The weekends my daughters will sit in the salon to have their hair professionally altered are far into the future. I want to first educate them about their hair. It’s important that they know how heat, chemicals, and certain styles impact their natural curls. I won’t push an agenda. They are free to have their hair relaxed, natural, braided, shaved off, or whatever they choose as long as it’s healthy. Every style has its own merits and consequences. I want my daughters to make informed decisions. They have the right to make choices based on a greater love for their whole selves and not a need to conform to cultural expectations. How they style their hair will be an expression of who they already are. I know that their biracial heritage will afford them a privilege I never had. Their hair struggles will likely never be as difficult or as shameful as mine, because their hair falls into one of the good hair tropes: “the looser the curls, the better.” Nevertheless, educating them on the inherent goodness of their hair—because it is theirs and healthy, not because they are mixed—is important.
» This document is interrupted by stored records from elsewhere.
Issue #1223, opened 2024-08-16
Export ASGI `app` allowing for `app.mount()` instead of `mount_chainlit()`


dokterbob:
**Is your feature request related to a problem? **
In order to include chainlit in a 3rd party FastAPI/ASGI/WSGI app, it's currently necessary to call `mount_chainlit()`.

As this is not a common way to expose apps for mounting in other apps, it leads to confusion amongst developers. See #1166 and #1220.

Specifically, the current implementation requires that `mount_chainlit()` is called after any other endpoints are defined. As chainlit would be mounted on a subpath, this is not intuitive.

The current implementation also makes it impossible to mount chainlit multiple times (e.g. with different configuration, on different paths). Note that the current suggestion will not directly enable this, but it seems a logical step in the direction of supporting multiple chainlits.

**Describe the solution you'd like**
Having a chainlit `app` which can either be imported from a module or dynamically generated with a factory function (`get_app()`), as an independent and self-contained ASGI-app.

This would include using the request path to derive the root path (rather than passing it hardcoded from `mount_chainlit()` as is currently done). This also seems a cleaner approach.

stephenrs:
While I don't have enough direct experience with asgi to comment on specifics, I'll give anything that makes chainlit less of a bully a thumbs up :) 

It seems the underlying original philosophical notion is that CL is going to be the only thing running on a server...it wants to do auth...it wants to terminate SSL...and if I'm reading this and the related issues correctly, it wants to control routing. So, "Yes" to anything that makes CL play more nicely with others.

In my case, since I didn't see any mention of Flask in the docs (and didn't get any tips in discord), I resorted to loading CL in an iframe from a Flask template. Ugly (but isolated).

tituslhy:
I'd like to upvote this issue please. After mounting my chainlit app on FastAPI I'm also not too sure how to invoke it from a FastAPI sub-application endpoint perspective (https://fastapi.tiangolo.com/advanced/sub-applications/#check-the-automatic-api-docs). But I have verified that running 0.0.0.0:port_number opens the standard Chainlit frontend.

stephenrs:
I really hope some serious thought is being given to breaking CL free from the pristine localhost prison that it is currently in. Hard for folks to adopt something that is only comfortable in one deployment scenario.

[...]

PR #1260, opened 2024-08-25
Serve multiple agents from a single chainlit server, access request path/query parameters

nethi:
This PR adds support to serve multiple agents  from a single chainlit server. A good example is a no-code agent server that takes agent_id from URL (request path or query parameters), fetches details of the agent from another server and setups chainlit agent accordingly.

In order to do this, I needed to do the following.
1) Ability to access agent_id from request path/query parameters
Several chainlit hooks donot have any way to get request path or query parameter details from several of the http hooks. I have added a ContextVar setup and a utility function to access fastapi request in chainlit http hooks

With this, we can now mount chainlit on path like /agents/{agent_id} and access path in hooks

For http based cl hooks
                                    
```python
        from chainlit.utils import get_current_http_request

        req = get_current_http_request()
        agent_id = extract_agent_id_from_path(req.url.path, prefix_to_match="/agents")
```

For ws based cl hooks

```python
@cl.on_chat_start
async def on_chat_start():
        http_path = cl.user_session.get("http_path")
        http_query = cl.user_session.get("http_query")
```

Besides being able to serve multiple agents from single server, accessing URL path and query parameters is also a frequent ask from several chainlit users in the forums.

2) Customize Socket IO path

while we can set http endpoint path as /agents/{agent_id},  we cannot use this approach for Socket.io as socket.io asgi server doesn't support path parameters or wild card prefixes.  In the above example, socket.io path will become /agents/{agent_id}/ws/socket.io,  which won't work. But socket.io server allows to add any extra path parameters such as /ws/socket.io/foobar  

With this ability to customize socket.io path, it can instead be configured as, for example: /agents/ws/socket.io.  With this, a custom frontend can connect to /agents/ws/socket.io/agent1.  websocket hooks then can use logic like this to extract "agent1" from path parameter.

```python
 cl.mount_chainlit(app=app, target=target, 
                                    path="/agents/{agent_id}",
                                    sio_path="/agents/ws")

@cl.on_chat_start
async def on_chat_start():
        http_path = cl.user_session.get("http_path")
        http_query = cl.user_session.get("http_query")

        agent_id = extract_agent_id_from_path(http_path, prefix_to_match="/agents/ws/socket.io")
        
        #fetch agent_id details from an external server
```

### DIFF
--- a/.github/workflows/ci.yaml
+++ b/.github/workflows/ci.yaml
@@ -4,9 +4,9 @@ on:
   workflow_call:
   workflow_dispatch:
   pull_request:
-    branches: [main, dev]
+    branches: [main, dev, 'release/**']
   push:
-    branches: [main, dev]
+    branches: [main, dev, 'release/**']
 
 permissions: read-all
 
--- a/.github/workflows/publish.yaml
+++ b/.github/workflows/publish.yaml
@@ -34,6 +34,9 @@ jobs:
         name: Install Python, poetry and Python dependencies
         with:
           poetry-working-directory: ${{ env.BACKEND_DIR }}
+      - name: Build Python distribution
+        run: poetry self add poetry-plugin-ignore-build-script && poetry build --ignore-build-script
+        working-directory: ${{ env.BACKEND_DIR }}
       - name: Publish package distributions to PyPI
         uses: pypa/gh-action-pypi-publish@release/v1
         with:
--- a/backend/README.md
+++ b/backend/README.md
@@ -18,7 +18,7 @@ Chainlit is an open-source async Python framework which allows developers to bui
 
 Full documentation is available [here](https://docs.chainlit.io). You can ask Chainlit related questions to [Chainlit Help](https://help.chainlit.io/), an app built using Chainlit!
 
-> [!NOTE]  
+> [!NOTE]
 > Check out [Literal AI](https://literalai.com), our product to monitor and evaluate LLM applications! It works with any Python or TypeScript applications and [seamlessly](https://docs.chainlit.io/data-persistence/overview) with Chainlit by adding a `LITERAL_API_KEY` in your project.
 >
 > Chainlit is developed and maintained by the Literal AI team, which is currently focused on expanding the capabilities of Literal AI. While we continue to support and maintain Chainlit, we are also committed to enabling the community to contribute, particularly in areas like integrations and data layers.
@@ -43,7 +43,7 @@ If this opens the `hello app` in your browser, you're all set!
 The latest in-development version can be installed straight from GitHub with:
 
 ```sh
-pip install git+https://github.com/Chainlit/chainlit.git@dokterbob/build_frontend_on_poetry_build#subdirectory=backend/
+pip install git+https://github.com/Chainlit/chainlit.git#subdirectory=backend/
 ```
 
 (Requires Node and pnpm installed on the system.)
--- a/package.json
+++ b/package.json
@@ -25,8 +25,7 @@
     "formatUi": "cd frontend && pnpm run format",
     "lintPython": "cd backend && poetry run mypy chainlit/ tests/",
     "formatPython": "black `git ls-files | grep '.py$'` && isort --profile=black .",
-    "buildUi": "cd libs/react-client && pnpm run build && cd ../copilot && pnpm run build && cd ../../frontend && pnpm run build",
-    "build": "pnpm run buildUi && (mkdir -p backend/chainlit/frontend && cp -R frontend/dist backend/chainlit/frontend) && (mkdir -p backend/chainlit/copilot && cp -R libs/copilot/dist backend/chainlit/copilot) && (cd backend && poetry build)"
+    "buildUi": "cd libs/react-client && pnpm run build && cd ../copilot && pnpm run build && cd ../../frontend && pnpm run build"
   },
   "pnpm": {
     "overrides": {


dokterbob:
Thanks for the contrib @nethi! 

As I see it, there's _two_ major _and_ desirable features in this one. But they're a big overhaul, so it's essential we think and align well on it.

In cases of larger overhauls, I usually prefer to hash out the features really well in issues, to make sure we can accept as much of your work as possible. In addition, to facilitate review, feedback and overview, I strongly prefer to have separate PR's for separate features. 

In this case, your work overlaps with the following two issues;
1. #1213 (as you rightly mention)
2. #1223 

After a quick read through your PR and code, in light of the more general suggestions above, I'm observing that:
1. You're choosing to privilege the `path` and `query` above other request parameters. 
2. You're _adding_ rather than removing complexity from the `mount_chainlit()` logic.

### 1. Copying `Request` properties
With regards to 1, the problem is that we are opening ourselves up to adding support (increasing our API and maintenance requirements) for a literal unlimited amount of manually configured parameters mapping to properties of `Request`. We already have quite a few and it seems a slippery slope to keep adding more of them rather than just providing access to the full `Request` object as it's received _either_ upon loading the frontend (index view) _or_ on starting the Websocket sessions (`on_chat_start()`).

Unless I'm missing something (still somewhat new to the Chainlit codebase), I would need some convincing why we shouldn't actually remove/deprecate mirrored properties of `Request` and allow access to the entire `Request` object.

### 2. Simplifying app/mount logic
I fully feel your pain on not being able to have multiple Chainlit's mounted and it's really a feature we _need_. In fact, it's something I personally need for my own use cases. 

But, again, there seems to be some fishy stuff going on that smells like workaround to me _in the original implementation_. In `mount_chainlit()`, we _currently_ seem to be using environment variables to pass information from one end of the application to another. While, if I understand this well, this information is only ever passed in this direction (though it's also referenced somewhere else). Hence, _we're implicitly using the environment to manage global state_.

My proposal in #1223 tries to make Chainlit a normal ASGI app, which can be mounted as any ASGI app in Starlette or FastAPI and in which SocketIO is mounted on a subpath. This would get rid of silly global state (in favour of normal access to request path) and not only allow multiple agents but allow developers to truly go bananas in terms of use cases (dynamically created share links, whatever).

Again, I might be wrong on this and the reason I have not yet started work on this is that I first want to explore all implications of this, so we can arrive at a more stable API, a smaller code base _and_ a better developer experience.

As such, seeing what you did to make this work in the current PR, I'd _love_ to hear your opinion on my proposals. In the process, I am still convincible that my approach is not the right way to go -- but I'll need some convincing before choosing to go that way. ;)

nethi:
> Thanks for the contrib @nethi!
> 
> As I see it, there's _two_ major _and_ desirable features in this one. But they're a big overhaul, so it's essential we think and align well on it.
> 
> In cases of larger overhauls, I usually prefer to hash out the features really well in issues, to make sure we can accept as much of your work as possible. In addition, to facilitate review, feedback and overview, I strongly prefer to have separate PR's for separate features.
> 
> In this case, your work overlaps with the following two issues;
> 
> 1. [Make Request object available in `on_chat_start()` #1213](https://github.com/Chainlit/chainlit/issues/1213) (as you rightly mention)
> 2. [Export ASGI `app` allowing for `app.mount()` instead of `mount_chainlit()` #1223](https://github.com/Chainlit/chainlit/issues/1223)
> 
> After a quick read through your PR and code, in light of the more general suggestions above, I'm observing that:
> 
> 1. You're choosing to privilege the `path` and `query` above other request parameters.
> 2. You're _adding_ rather than removing complexity from the `mount_chainlit()` logic.
> 
> ### 1. Copying `Request` properties
> With regards to 1, the problem is that we are opening ourselves up to adding support (increasing our API and maintenance requirements) for a literal unlimited amount of manually configured parameters mapping to properties of `Request`. We already have quite a few and it seems a slippery slope to keep adding more of them rather than just providing access to the full `Request` object as it's received _either_ upon loading the frontend (index view) _or_ on starting the Websocket sessions (`on_chat_start()`).
> 
> Unless I'm missing something (still somewhat new to the Chainlit codebase), I would need some convincing why we shouldn't actually remove/deprecate mirrored properties of `Request` and allow access to the entire `Request` object.
> 
> ### 2. Simplifying app/mount logic
> I fully feel your pain on not being able to have multiple Chainlit's mounted and it's really a feature we _need_. In fact, it's something I personally need for my own use cases.
>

I consider these things when I style my eldest daughter’s hair. Thankfully my husband is willing to learn, and styles her hair as well. We try to maintain a regular routine each day. She sits in our lap before school while we spritz her hair with water and use our fingers to apply leave-in conditioner that caters to her curls. She is fascinated with ballerinas, so now her hair goes in a single “ballerina ponytail” with a tuft that I finger tease. I finish by adding a row of beaded heart-shaped clips to the back of her head. At night, I take down the ponytail to re-moisturize my daughter’s hair and gently massage her scalp. If she’s not too antsy, I divide her hair into six parts and twist it for the night to prevent knots. I try to explain step-by-step what I am doing to reduce ambiguity. I want her to be familiar with her hair in a way that I never was.
My words and gestures are intentionally measured when I style her hair. I don’t grunt or groan my frustration at tangles. The language I use is positive so that the tangled, uncertain mess of my hair’s past won’t weave its way into the next generation. We often sit on the floor in front of my closet mirror so that she can see her hair as I style it. “Don’t worry about these knots,” I say. “If we’re patient, we’ll work them out so they don’t hurt us.” At this, she giggles and says, “Silly knots!” My husband and I sit our infant nearby so that she can watch too. She is only a few months old, but she stares intently, learning a little each day.
I let both my girls play with my hair so that they can learn about our three different hair textures. Sometimes I brush my Afro against their faces for a cheap giggle. Their laughter loosens the restrictions placed on my hair as a child. I also look them each in the eye—staring at myself in the mirror as well—and say, “We all have gorgeous hair.” With all of this, I make sure to teach them that no hair is better than others. That it is all beautiful in its many forms. And one day when we get past our hair being good hair, we will finally be able to just let our hair be hair. No qualifiers needed.